New Year’s Day 25: To Maintain Intentions and Tweak Goals

As of Dec 29th the year not yet finished and my 2025 aspirations were not yet begun. I don’t make New Years resolutions. The fact that, according to Pew Research, maybe 10% of adults follow through on resolutions dissuades me from using that word. I have strategic goals and intentions. The reality that adults who declare new year intentions abandon them within one month boggles my mind!

“Those over the age of 55 are 3.1x less likely to set New Year’s goals when compared to younger adults” according to Drive Research . It seems that few of them are bachelors and have less time and energy to develop or improve themselves.

As with many United States “holidays,” I approach New Years Day as a common day. Then and now I am a middle-aged bachelor who maintains habits for strength training, cooking and reading. I struggle with a weekly artistic writing habit and being assertively sociable.
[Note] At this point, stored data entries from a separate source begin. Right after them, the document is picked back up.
PR #449, opened 2016-02-19
Update Google Analytics tracking code

koistya:


frenzzy:
:+1:

davewallace:
@koistya Hi there, where should I be defining the trackingId? I've tried changing `src/config.js`:

`  google: { trackingId: process.env.GOOGLE_TRACKING_ID || 'UA-78694734-1' },`

Also tried:

`  google: { trackingId: 'UA-78694734-1' },`

And also tried editing `src/views/index.jade` (surely this is the incorrect location):

`ga('create','UA-78694734-1','none');ga('send','pageview')`

When I update using config.js the trackingId string in the resulting localhost:3001 page is empty. When I update the jade template it turns up, but in neither case is the GA script tag is never being rendered on the page, I'm guessing because the conditional in the jade template is not met.

PR #450, opened 2016-02-20
Add 'process.env.BROWSER' flag

codeorelse:
Universal JavaScript is pretty awesome, but sometimes you just only want to run code in the browser (e.a. JS animation) or on the server. I a `BROWSER` flag to `'process.env`.

```
// Only run code in browser
if (process.env.BROWSER) {
  ...
}
```

### DIFF
--- a/tools/webpack.config.js
+++ b/tools/webpack.config.js
@@ -120,7 +120,7 @@ const clientConfig = extend(true, {}, config, {
   // http://webpack.github.io/docs/configuration.html#devtool
   devtool: DEBUG ? 'cheap-module-eval-source-map' : false,
   plugins: [
-    new webpack.DefinePlugin(GLOBALS),
+    new webpack.DefinePlugin({ ...GLOBALS, 'process.env.BROWSER': '"true"' }),
     new AssetsPlugin({
       path: path.join(__dirname, '../build'),
       filename: 'assets.js',
@@ -174,7 +174,7 @@ const serverConfig = extend(true, {}, config, {
   },
   devtool: 'source-map',
   plugins: [
-    new webpack.DefinePlugin(GLOBALS),
+    new webpack.DefinePlugin({ ...GLOBALS, 'process.env.BROWSER': '"false"' }),
     new webpack.BannerPlugin('require("source-map-support").install();',
       { raw: true, entryOnly: false }),
   ],


koistya:
In React library itself they use `__DEV__` flag. Maybe it's a good idea to follow the same convention and introduce `__SERVER__` flag..

koistya:
@codeorelse thanks again for the PR, I just looked around how other folks are solving this problem and it seems to me that the best solution would be setting `'production.env.BROWSER': true` via `DefinePlugin` (instead of `__SERVER__` and `__CLIENT__`).

codeorelse:
I prefer `__SERVER__` over `process.env`, because I feel `process.env` is more about the environment the application is running as a whole (e.a. `process.env.LOCAL`). 

I'm not sure we need to add __BROWSER__ explicitly. What do you think?

koistya:
Check this out: http://stackoverflow.com/a/30355080/82686

codeorelse:
Alright! I'll look into it!

koistya:
Another thing, is that instead of using `(typeof window !== 'undefined' && window.document)` it's better to provide a constant (JSON) value. Here is an example:

```
const clientConfig = {
  ...,
  plugins: [
    new webpack.DefinePlugin({
      'process.env': {
        NODE_ENV: DEBUG ? '"development"' : '"production"',
        BROWSER: '"true"',
      },
    }),
  ],
  ...
};
```

```
const serverConfig = {
  ...,
  plugins: [
    new webpack.DefinePlugin({
      'process.env': {
        NODE_ENV: DEBUG ? '"development"' : '"production"',
        BROWSER: '"false"',
      },
    }),
  ],
  ...
};
```

codeorelse:
Hmm, when I add this to the `serverConfig`..
```
const SERVER_GLOBALS = {
  'process.env.BROWSER': '"foo"'
};
....
plugins: [
  new webpack.DefinePlugin(extend(true, GLOBALS, SERVER_GLOBALS)),
  ...
}
```
.. I also get the value `foo` in the browser.

koistya:
`new webpack.DefinePlugin({ ...GLOBALS, 'process.env.BROWSER': '"false"'})`

codeorelse:
Aight, tested it & updated the PR.

If I'd used `Object.assign({}, GLOBALS, {'process.env.BROWSER': '"false"'})`, it would have worked as well. The spread operator I a far more elegant solution, of course :). Thanks for helping me out.

koistya:
Looks good to me! There is a minor glitch - line 111 was removed.

koistya:
@codeorelse cool. ESLint may complain about a missing space char before `})`, also can you [squash](http://stackoverflow.com/questions/5189560/squash-my-last-x-commits-together-using-git) your commits into one before I can merge it?

codeorelse:
Thnx!

PR #453, opened 2016-02-21
Tell CSS tooling to use all vendor prefixes if the user agent is unknown

bjfletcher:
This is a [requirement](http://www.material-ui.com/#/get-started/server-rendering) of Material UI otherwise the user may not get properly styled components.

### Steps to reproduce

With the React Starter Kit, I add Material UI as follows:

    npm install material-ui --save

and the following import to a component:

    import RaisedButton from 'material-ui/lib/raised-button';

and:

    <RaisedButton label="Default" />

I get the following error:

> Warning: Material-UI: userAgent should be supplied in the muiTheme context for server-side rendering.

According to Material UI's documentation, it says I'd need to define the `userAgent`.

### Pull request

This pull request ensures that the `userAgent` is set to `all` if it is not already defined, along with a comment explaining what it is for.

### DIFF
--- a/src/server.js
+++ b/src/server.js
@@ -20,6 +20,13 @@ import { port } from './config';
 const server = global.server = express();
 
 //
+// Tell any CSS tooling (such as Material UI) to use all vendor prefixes if the
+// user agent is not known.
+// -----------------------------------------------------------------------------
+global.navigator = global.navigator || {};
+global.navigator.userAgent = global.navigator.userAgent || 'all';
+
+//
 // Register Node.js middleware
 // -----------------------------------------------------------------------------
 server.use(express.static(path.join(__dirname, 'public')));


bjfletcher:
Am open to any suggestions if this PR isn't suitable for any reason.

koistya:
@bjfletcher thanks! Looks good to me.

puradox:
Good work!

bjfletcher:
@koistya & @puradox You're both very welcome. :) Thanks for an excellent starter kit.

rdewolff:
In the steps to reproduce, you do not mention anything about ```<MuiThemeProvider>```. How do you integrate it with the rest of the app?

Am asking because I have tried many different option but still have errors : either Material UI is not rendering properly due to different user-agent or I get the warning message that the ```[...] Instead, figure out why the markup being generated is different on the client or server```.

Thanks for sharing more info!

comerc:
It is bad PR for Material-UI. Please see [this case](https://github.com/callemall/material-ui/blob/aee887137d1b11b086b7132e69b0f13b2b1e5b5d/src/utils/autoprefixer.js#L10-L15).

We need custom code only, if use Material-UI:
```jsx
    const muiTheme = getMuiTheme({}, { userAgent: req.headers['user-agent'] })
    const data = { ...route }
    data.children = ReactDOM.renderToString(
      <App context={context}>
        <MuiThemeProvider muiTheme={muiTheme}>
          {route.component}
        </MuiThemeProvider>
      </App>)
```

PR #455, opened 2016-02-21
Update ESLint and deps to latest

inian:


koistya:
I'm wondering if the new version of ESLint is bug free..

image

PR #466, opened 2016-02-26
Fix test errors: single quotes

okendoken:
When running `npm run test` on a latest version from master tests fail with the following error:
image

This PR fixes the issue


koistya:
:+1:

PR #469, opened 2016-02-28
Add support for markdown and html templates

Jazmon:
Adds support for markdown and html template files alongside with jade. 

The code refers to markdown and html already in the comments, but no actual support yet was available.


koistya:
Cool, thanks!

PR #475, opened 2016-03-01
Create config file to client and server

sanches89:
This change is [Reviewable](https://reviewable.io/reviews/kriasoft/react-starter-kit/475)

### DIFF
--- a/src/client.js
+++ b/src/client.js
@@ -13,12 +13,13 @@ import FastClick from 'fastclick';
 import Router from './routes';
 import Location from './core/Location';
 import { addEventListener, removeEventListener } from './core/DOMUtils';
+import { titlePrefix } from './config';
 
 let cssContainer = document.getElementById('css');
 const appContainer = document.getElementById('app');
 const context = {
   insertCss: styles => styles._insertCss(),
-  onSetTitle: value => (document.title = value),
+  onSetTitle: value => (document.title = `${titlePrefix}${value}`),
   onSetMeta: (name, content) => {
     // Remove and create a new <meta /> tag in order to make it work
     // with bookmarks in Safari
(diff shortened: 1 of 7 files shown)


koistya:
Yeah, I had the same PR idea ([#448](https://github.com/kriasoft/react-starter-kit/pull/448)) some time ago, but not sure if the majority of RSK users actually need it, because having a server-only config may work fine in many use cases (if you need to pass data from this config to the client, you can do that via state/context).

sanchesic89:
I can pass data from this configuration file to the client application using the state/context, only when the application is in the server, because I can't access the configuration file in the browser to create the context object to pass across my components.

Example:
```js
// -------- config.js --------
export const appName = 'React Start Kit';
export const pgConfig = 'confidential configuration settings';

// -------- server.js --------
import { appName, pgConfig } from './config';

const context = { appName, /* others variables */ };
/* Pass context to router state */

// -------- client.js --------
import { appName } from './config'; // <-- leaking confidential configuration settings

const context = { appName, /* others variables */ };
/* Pass context to router state */
```

inian:
+1
For example, I am using Stripe which gives both a Stripe publishable key (to be used in the client side) and Stripe Secret Key (to be used only on the server). 
I put both of these in the config.js file and used the stripe publishable key in one of my components by importing it from the config. However, the entire config file gets imported in the client bundle generated by webpack!
Separating a client and a server config bundle would definitely make things more clear.

ImanMh:
@koistya 
I think server config should be in a separate file from client config. I have added my secret configs to the ```serverConfig.js``` and public configs to the ```appConfig.js``` and passed ```appConfig``` to both client and server. I'm also dynamically loading different configs for different "production" or "development" environments. If you like the Idea I can create a pull request and add it to the starter kit.

langpavel:
Sorry, this is really what we don't want.

At first, it can buzz that config can be easily passed to client, but this is not true, because, well client is can be dynamically configured only from server and this config files are evaluated at build time

At second, everything you can configure is code which is rewritten in firsts commits of new adopter of RSK, so I believe you are not sad if I close this as not really useful. :slightly_frowning_face: 

BTW I really appreciate effort and work what you invest in this, but I must say sorry..

PR #483, opened 2016-03-04
Add tree-shaking, webpack2, native node modules

justicepay:
Facing some issues with content routing.


src/routes/home/home.js
```diff
@@ -9,7 +9,7 @@
 
 import React, { PropTypes } from 'react';
 import withStyles from 'isomorphic-style-loader/lib/withStyles';
-import s from './Home.scss';
+import s from './home.scss';
```
langpavel: Why you change case of file name? Does you rename files? Do you think about case-sensitive file systems?

justicepay: https://github.com/justicepay/react-starter-kit/commit/5e3b4c61d0e22d357cebe052db36eb1ff1eb010c
it was a small fix

langpavel: Ok, thanks for answer, I see..

tools/webpack.config.js
```diff
@@ -56,11 +56,17 @@ const config = {
...
   plugins: [
-    new webpack.optimize.OccurenceOrderPlugin(),
+    new webpack.optimize.OccurrenceOrderPlugin(),
   ],
 
   resolve: {
     extensions: ['', '.webpack.js', '.web.js', '.js', '.jsx', '.json'],
+    modules: [
+      path.resolve('./src'),
+      path.resolve('./tools'),
```
langpavel: Is `tools` necessary? I don't think so

tools/webpack.config.js
```diff
@@ -180,9 +195,11 @@ const serverConfig = extend(true, {}, config, {
   plugins: [
     ...config.plugins,
     new webpack.DefinePlugin({ ...GLOBALS, 'process.env.BROWSER': false }),
-    new webpack.BannerPlugin('require("source-map-support").install();',
-      { raw: true, entryOnly: false }),
+    new webpack.BannerPlugin({
+      raw: true,
+      banner: 'require("source-map-support").install();',
+    }),
```
langpavel: is `entryOnly` unnecesary now?

langpavel:
@justicepay Ok, let's summarize my opinions:

Firstly I don't like heavy renaming of files. Commit you mention in inline comment was not included to this PR so it's unmergeable.

Secondly I don't like rewriting all `imports` to `requires`. I prefer import statements.

But more important is that both changes will introduce so much conflicts in other users code.

Only plus is try to upgrade webpack, but this also needs some notes what will change for end users of RSK.

justicepay:
@langpavel 
1) Ok, my mistake. That day I couldn't wait for this small fix.
2) But the point of this PR was that we should use native module implementations. There's no other options to implement tree shaking without excluding es2015 babel presets which have transform-es2015-modules-commonjs solution for import statements. The only solution is likely to be using upcoming node6 which should have native es2015 import statement.

I'll close this PR. Take it as a guide to upgrading.

tools/webpack.config.js
justicepay: https://github.com/webpack/webpack/commit/b76aa12b380ffba004edae23d35942dd84bc4624
https://github.com/webpack/webpack/commit/0f0ede8a2c1db71b85c924aceb4263bb507f1927

tools/webpack.config.js
justicepay: Indeed. I was thinking it was kinda related webpack.config.js file thats in tools directory. If you look at the extensions array, you could see '.webpack.js', yeah its confusing. Yeah, my bad.

justicepay:
@langpavel If you really want to upgrade to the webpack2 without tree-shaking. There's only two changes related to this repo that should be fixed. Its a renamed OccurrenceOrderPlugin and BannerPlugin changes.

langpavel:
@justicepay Hi, now I understand what *tree shaking* is :-D... but I think it's working with import statements, they are transpiled to require and then consumed by webpack, aren't they? May be I missed something. Why transform-es2015-modules-commonjs breaks things? Can you reference any issue on babel or webpack?

justicepay:
@langpavel Everything in tools section is running on the node, in our case on the babel-node which uses commonjs module system that doesn't have tree shaking implementation. In webpack2 they introduced their own implementation of commonjs module system that has tree shaking. The thing is for some reason there's no option of webpack2 to use different presets for bundling or vice versa babel-node cannot use different presets either.
Here's the [link](http://www.2ality.com/2015/12/webpack-tree-shaking.html) that might help you understand whats is going on here.

langpavel:
@justicepay Oh, I'm confused from one commit, but there should be actually three:

 1. `import` → `require` in `tools/*.js` – *Question:* Does code still needs babel-node or node5 is enought? It should speed up running of these scripts.
 2. Filename case change – this should not be in PR (merging conflicts)
 3. Webpack 2 – It's Ok and :+1: 

I don't understand why you change import to require and now I see it's only in tools, I also have filename case change in my mind so it confuses me. Now I understand :-D

justicepay:
@langpavel babel-node is needed for transpilation for sure. There's async functions and some of es2015(es6) features that is not implemented in node5.

langpavel:
@justicepay sure, I forgot.. Thanks.

langpavel:
@justicepay please, can you help me with #602?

Although my weekly record with intentions, a pillar one of strength training, wavered more than I wanted it to, I lifted weights and rode my bicycle twice a week. As with most adults, fitness was a goal; during my 40s I based my intention for strength on the U.S. Army Special Forces standard.

With a tight budget, I knew that my meager gear and lack of a gym membership would preclude my attaining that. It was an aspirational ideal.

As I’ve aged, in my 52nd year I relaxed my Special Forces-based strength training. I gained a tire on my gut. My honorary sister (blood cousin) who works in healthcare laid out the fact that aging entailed a slower metabolism. Even with the small gut, I acted on my intention well.

I have a weak link in the chain of my annual intentions. I am a very quiet extravert who aspires to “Never Eat Alone” as the book by Keith Ferrazzi extolls; that is difficult! Success oft comes from who you know. I am eager to connect socially. But scheduling meals with peers or friends demands a surprising amount of energy, and maybe confidence or chutzpah in me.

Never mind New Years resolutions. Aspirations or intentions, incremental ones serve me the best. Research and polling results show that great or grand lifestyle changes crush people’s notions of the doable.